• Material provided:
========================================

PR #102, opened 2026-06-09
feat: hide per-product VAT on order when vat analysis is off

nina-dk:
[Task](https://partners.flarmio.com/admin/dev/quickord/tasks?savedView=6a0d8b33cdba6716a23271b8&task=6a27fef1cb97d9bc4a5e13db)

### DIFF
--- a/src/modules/printer.ts
+++ b/src/modules/printer.ts
@@ -3403,12 +3403,17 @@ export const printOrder = async (
             (product.vat && settings.priceOnOrder === undefined) ||
             settings.priceOnOrder === true
           ) {
-            printer.println(
-              tr(
-                `${translations.printOrder.vat[lang]}: ${product.vat}%`,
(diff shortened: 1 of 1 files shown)


Knorcedger (approved):

I verified the linked Flarmio Partners task and reviewed the diff with Claude Code `/code-review`.

Summary:
- The change correctly gates the per-product `VAT: x%` print line behind the existing `vatAnalysis` setting.
- It matches the sibling guards already used for the VAT breakdown table and net-without-VAT total, so all related VAT analysis output now hides consistently when disabled.
- Behavior is unchanged when `vatAnalysis` is `true` or `undefined`.
- `vatBreakdown` accumulation remains outside the display guard, which keeps totals/data flow intact.

No findings. I did not run tests/build/lint, per review-only constraints.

========================================

Copy each line above where "undefined" appears.

• Expected answer:
             (product.vat && settings.priceOnOrder === undefined) ||
- Behavior is unchanged when `vatAnalysis` is `true` or `undefined`.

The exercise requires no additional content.